22,000 rounds of ammo, eh? Considering the stories that go around about schools not being able to afford chalk, it could be reasonably expected for teachers to fire into blackboards and other surfaces to make letters and numbers with bullet holes, like you can do on Counter Strike maps.
posted by turbid dahlia at 9:23 PM on July 30, 2013 [8 favorites]


It's beyond satire. They won't pay teachers to teach but they'll pay to arm them. This could only come from the party who believes unswervingly in the sanctity of life as long as it's not born yet.
posted by George_Spiggott at 9:23 PM on July 30, 2013 [12 favorites]


For the kids there's Project Appleseed, lets not say Nighthawk Custom Training doesn't give both sides a fighting chance.

Um, is their owner on the school board or something? That's an awful lot of money they'll be getting.
posted by Artw at 9:27 PM on July 30, 2013


I freely admit that my hatred and fear of public school teachers may be completely unreasonable, but I think a student will end up dead within a year.

Thought my time in public school I am convinced that a few teachers are sadists, moments away from snapping at any given moment. The rest of them stand by and watch it happen.

I hope they do some kind of psychological profiling because I wouldn't want any of the teachers that bullied me to have a gun. Instead of getting hit with rulers, shoved against walls, or suspended for wearing a coat indoors I might have ended up getting pistol whipped.
posted by Ad hominem at 9:32 PM on July 30, 2013 [2 favorites]


Since they'll never give raises to teachers, this does offer hope for an alternative form of compensation. Bounties!
posted by George_Spiggott at 9:36 PM on July 30, 2013 [2 favorites]


Just in case nobody else here mentions it...

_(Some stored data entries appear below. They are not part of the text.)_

PR #2744, opened 2022-10-21
Fix UTC meeting time in README

zioproto:
README: 09:00 (PT) is the same time as 16:00 (UTC)

**Release note**:

```release-note
NONE
```

### DIFF
--- a/README.md
+++ b/README.md
@@ -93,7 +93,7 @@ The community holds office hours every week, with sessions open to all users and
 developers.
 
 Office hours are hosted on a zoom video chat every Thursday
-at 09:00 (PT) / 12:00 (ET) / 17:00 (UTC),
+at 09:00 (PT) / 12:00 (ET) / 16:00 (UTC),
 and are published on the [Kubernetes community meetings calendar][gcal]. Please add your questions or ideas to [the agenda][capz_agenda].
 
 ### Other ways to communicate with the contributors


CecileRobertMichon:
Will this still be accurate when the US enters [Daylight Savings time](https://www.timeanddate.com/time/change/usa?year=2022) in a few weeks? I wonder if that's what the current times are based on

zioproto:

That happy, jangly song by The Monkees is actually about a man about to be shipped off to Vietnam and who is asking his wife or girlfriend to catch the train so they can have one last night together before he leaves, as he is not sure if he's going to come back from the war or not.

Yeah, The Monkees had a dark core. Listen to their lyrics more closely.
posted by hippybear at 9:56 PM on July 30, 2013 [16 favorites]


CNN is running a story about this. At the end, the interviewer tells the superintendent that he hopes it is a "safe operation."

I hope that was meant as a subtle editorial jab. Because going back to school is not normally the sort of scenario where you use the phrase "safe operation." I wonder if he considered advising the superintendent to "stay frosty out there."
posted by justkevin at 9:58 PM on July 30, 2013 [3 favorites]


"Check those time-out corners..."
posted by turbid dahlia at 10:02 PM on July 30, 2013


Many Americans don't trust teachers enough to actually teach their kids, but apparently trust them enough to protect them with a loaded weapon in school? How do peoples' heads not asplode?
posted by rtha at 10:10 PM on July 30, 2013 [13 favorites]


After Sandy Hook, I unfriended a tiny kindergarten teacher who claimed on facebook that, if she was allowed to be armed, she would have stopped the shooter. I had so many arguments. What about body armor? What about your kids? Locking the door and shutting the hell up are not terrible ideas when compared to opening a door to an armed person and leaving twenty kids (I don't care if they're 5 or 15) to their own devices.

Good lord, this is the last straw. I'll spend an hour a day calling parents, a few hours a day on the weekends grading papers, hours planning and reading books and blogs to get ideas, my own money on pencils and notecards and books and a scanner (so I can illegally distribute materials I can't afford to buy for my kids), more hours at extracurricular activities, but jeez, now I'm expected to get trained on gun use and safety (and retrained, right? CPR certification only lasts like a year, this should be similar.) and make snap decisions with a lethal weapon?
It's a bit much.

Honestly, teaching is decision after decision after decision (.7 per minute or 1200-1500 per day during classes) made by someone who's really tired. If (and that's a big if) someone needs to carry a gun in school, that responsibility and the education and practice that should come with it needs to be the main part of that job.
posted by MsDaniB at 10:12 PM on July 30, 2013 [20 favorites]


So much Freedom!
posted by TrialByMedia at 10:20 PM on July 30, 2013


MsDaniB... thanks for that link....
posted by HuronBob at 10:21 PM on July 30, 2013


Also, regarding disenrolling students as Slarty Bartfast suggested above: Lots of parents and families have no other options. It would surely send a strong message to a board that depends on enrollment numbers to fund this ridiculous program, but it's not something many families are able to do, especially in non-urban areas that may not have charters or other districts within reasonable transportation range.
posted by MsDaniB at 10:25 PM on July 30, 2013 [3 favorites]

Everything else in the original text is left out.